_Brief_. Read the records below. Copy each line where the string "class" occurs.

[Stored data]
════════

PR #5167, opened 2021-04-28
CR-1096028: fix arguments count value for kernels with no arguments for AP_CTRL_HS/CHAIN

Himanshu-xilinx:
* fix arguments count value for kernels with no arguments for AP_CTRL_HS/CHAIN
* AP_CTRL_HS/CHAIN PL kernel have first 4 control registers so if kernel has no arguments or all streaming arguments it will "start_krnl_ecmd2xcmd" will produce wrong "isize" value and lead to crash.

### DIFF
--- a/src/runtime_src/core/common/api/xrt_kernel.cpp
+++ b/src/runtime_src/core/common/api/xrt_kernel.cpp
@@ -1169,6 +1169,7 @@ class kernel_impl
   {
     if (protocol == FAST_ADAPTER)
       amend_fa_args();
+    // For AP_CTRL_HS/CHAIN, first 4 are control register
     if (protocol == AP_CTRL_HS || protocol == AP_CTRL_CHAIN)
       regmap_size = std::max(regmap_size, 4LU);
   }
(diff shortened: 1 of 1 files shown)


chvamshi-xilinx (approved):

chvamshi-xilinx:
https://github.com/Xilinx/XRT/blob/master/src/runtime_src/core/common/drv/kds_core.c#L1138

src/runtime_src/core/common/api/xrt_kernel.cpp
```diff
@@ -1169,6 +1169,10 @@ class kernel_impl
   {
     if (protocol == FAST_ADAPTER)
       amend_fa_args();
+    // For AP_CTRL_HS/CHAIN, first 4 are control register
+    size_t regmap_size_default = 4;
+    if (protocol == AP_CTRL_HS || protocol == AP_CTRL_CHAIN)
+      regmap_size = std::max(regmap_size, regmap_size_default);
```
stsoe, line 1175: No need for variable. 

`regmap_size = std::max<size_t>(regmap_size, 4); `

stsoe:
I am merging this and will make adjustments later at next edit.

stsoe (approved):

════════

_Task output_.
@@ -1169,6 +1169,7 @@ class kernel_impl
@@ -1169,6 +1169,10 @@ class kernel_impl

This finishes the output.